Jimmy Hinch

Personal information
- Full name: James Hinch
- Date of birth: 8 November 1947 (age 78)
- Place of birth: Sheffield, England
- Position: Forward

Senior career*
- Years: Team / Apps / (Gls)
- 1969–1971: Tranmere Rovers / 39 / (10)
- 1971–1973: Plymouth Argyle / 107 / (28)
- 1973–1974: Hereford United / 27 / (7)
- 1974–1977: York City / 68 / (12)
- 1974–1975: → Southport (loan) / 7 / (2)
- 1976–1977: → Los Angeles Skyhawks (loan) / 37 / (24)
- 1977: Sheffield Wednesday / 1 / (0)
- 1977–1978: Barnsley / 12 / (4)
- 1979–1980: California Surf / 17 / (2)
- Total:  / 315 / (89)

= Jimmy Hinch =

English footballer

James Hinch (born 8 November 1947) is an English retired Association football forward who spent most of his career in the lower English divisions. He also played two seasons in the American Soccer League, where he was the 1976 ASL leading scorer MVP, and two in the North American Soccer League.

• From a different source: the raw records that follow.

Issue #148, opened 2019-08-28
Do not use persistable in quantity. Instead use OutputSelection


msevestre:
At the moment, we are exposing the "persitable" property in a quantity to decide whether an entry should be added to the list of output or not. I think this is not the right abstraction anymore. Instead, we should use the same concept as PK-Sim and MoBi (e.g. OutputSettings) to decide which entity should be exported. This will also ensure that the building blocks are consistent when reimported in PKSim

SimulationSettings as the following properties
* Solver
* Output Schema
* Output Selections

Output selection is the one that we need for this entry. But we will need to expose solver and output schema anyways. OutputSelection is a list of QuantitySelection. A quantity selection can be created directly from a quantity. We will have to expose all the methods for those

@Yuri05 @PavelBal Thoughts?

PavelBal:
Sounds good to me. As long as we can select the outputs from R...

msevestre:
Yes. See description above. We'll need to expose method to add/ remove the QuantitySelection

PR #151, opened 2019-08-29
WIP #148 use output selection

msevestre:


msevestre:
@PavelBal @Yuri05 I don't think we actually need the distinction between a parameter, an observer, a MoleculeAmount etc.. everything is in fact a `quantity` in our system. Maybe that what we should use as abstraction

Because I am not sure, I have created a `getAllQuantitesMatching`. Probably the `getAllParametersMatching` might be obsolete. To discuss

msevestre:
Also this is a WIP. I just wanted to get some feedback from you guys asap

R/error-checks.R
```diff
@@ -29,7 +29,11 @@ isSameLength <- function(...) {
 }
 
 
-validateIsOfType <- function(object, type) {
+validateIsOfType <- function(object, type, nullAllowed = FALSE) {
```
msevestre: I think it should not necessarily crash if the object is null. (for example for optional parameters)

R/error-checks.R
```diff
@@ -52,3 +56,7 @@ validateIsSameLength <- function(...) {
 
   stop(messages$errorDifferentLength(arguments))
 }
+
+validateNotAllNull <- function(...){
```
msevestre: A todo here. I am not sure if we need this. I want to make sure that at least one of the arguments is not null

R/output-selections.R
```diff
@@ -0,0 +1,38 @@
+#' @title OutputSelections
```
msevestre: Same hiearchy as in Core. OutputSelection is a prop of SimulationSettings which is defined in a simulation

R/quantity-selection.R
```diff
@@ -0,0 +1,23 @@
+#' @title QuantitySelection
+#' @docType class
+#' @description  List of selected quantities selected as output for a given simulation
+#'
+QuantitySelection <- R6::R6Class(
```
msevestre: This is one quantity selected (path is the key)

R/quantity-type.R
```diff
@@ -0,0 +1,16 @@
+#' All possible quantity types as defined in OSPSuite
+#'
+#' @include enum.R
+#' @export
+QuantityType <- enum(list(
```
msevestre: Another enum to use.

R/utilities-simulation.R
```diff
@@ -43,3 +43,38 @@ runSimulation <- function(simulation) {
...
+#'
+#' @examples
+#'
+#' simPath <- system.file("extdata", "simple.pkml", package = "ospsuite")
+#' sim <- loadSimulation(simPath)
+#' outputs <- c("Organism|VenousBlood|Plasma|Caffeine", "Organism|ArterialBlood|**|Caffeine")
+#' addOutputs(paths=outputs, sim)
+#'
+#' @export
+addOutputs <- function(quantities = NULL, paths=NULL, simulation){
```
msevestre: This methods is the one that the user will be using.
I am not suire what's best from the API point of view. Having a way to add quantities instances OR paths (by having two parameters, with at least one required) or to have one parameters that can be of type string array (for path) or quantity array (for instances).

Once we have decided, I'll implement the tests

msevestre: Note: The advantaged of two parameters is that I can theoretically combined instances, and paths together. Will it be used? Probably not

R/utilities.R
```diff
@@ -0,0 +1,4 @@
+toObjectType <- function(netObject, class) {
+  sapply(netObject, function(x)
```
msevestre: Time to abstrat this method as we are copying it everywhere

R/error-checks.R
PavelBal: Can you give an example?

R/quantity-type.R
```diff
@@ -0,0 +1,16 @@
+#' All possible quantity types as defined in OSPSuite
```
PavelBal: Can we maybe name all enum files by the pattern "enum-xxx.R"?. Like `enum-quantity-type.R`.

R/utilities-simulation.R
```diff
@@ -43,3 +43,38 @@ runSimulation <- function(simulation) {
...
+
+  quantities <- uniqueEntities(c(quantities, getAllQuantitiesMatching(paths, simulation)), compareBy = "path")
+
+  outputSelections <- simulation$settings$outputSelections
+
+  for (quantity in quantities) {
+    outputSelections$addQuantity(quantity)
+  }
+
+  return(quantities)
```
PavelBal: I think this method should not return anything, or silently the simulation.

R/utilities-simulation.R
PavelBal: I would vote for path strings ontly... I think this is more convenient.

R/error-checks.R
msevestre: I have a method that takes two optional arguments, but at least one of them should not be NULL.
I will change the signature of my method anyways so this won't be required but it could be useful...maybe ?

R/quantity-type.R
msevestre: I don't think we should name file according to object type. Otherwise some other file should be class-parameter etc..
Why do you propose this change?

R/utilities-simulation.R
msevestre: why not also support instances? Let say you have retrieved a bunch of quantities using getAllParametersMatching (or getAllQuantityMatching). You have updated the start values etc.. 
Now you could just do `addOutput(quantities, sim)` and be done. No need to go back to strings. 

In this method, I had two optional inputs (quantities and paths). I am going to change the function to be quantitiesOrPaths as one parameter. That was however an example of a method that takes two optional paraemters. One of which cannot be null. Does it make sense?

R/utilities-simulation.R
msevestre: @PavelBal Why? If we do not return the selected quantities, there is no way for the user to actually verify what outputs were automatically added (when using wild cards selection for example)

If the actual instances are returned, you can actually print them. As a user of this method, you are free to forget about the returnes value obviously

msevestre: But I agree. The returned value should be silent!

R/error-checks.R
PavelBal: Yepp, could be useful.

PavelBal:
Looks good to me, but one test is failing.

msevestre:
ok going to fix the tests, push and merge. Thanks @PavelBal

Hinch began his professional career in 1969 with Tranmere Rovers in the Football League Third Division. On 10 February 1971, Tranmere transferred Hinch to fellow third division club Plymouth Argyle. In 1973, he then moved to Hereford United. In 1974, Hinch moved up to York City which had just won promotion to the Football League Second Division the previous season. He went on loan to fourth division Southport during March and April in the 1974–1975 season. In 1976 and again in 1977, Hinch went on loan to the Los Angeles Skyhawks of the American Soccer League. The Skyhawks were established in 1976, but ran to the league championship as Hinch led the league in scoring with thirteen goals and six assists in eighteen games. This led to Hinch's selection as League MVP. In 1977, Hinch finished second behind Jose Neto in scoring with eleven goals and thirteen assists, gaining him first team All Star recognition. York City transferred Hinch to Sheffield Wednesday for the 1977–1978 season, but he played only one game for Wednesday before moving to Barnsley F.C. At the end of the season, Barnsley sold Hinch's contract to the California Surf of the North American Soccer League. He spent the 1979 and 1980 seasons with the Surf.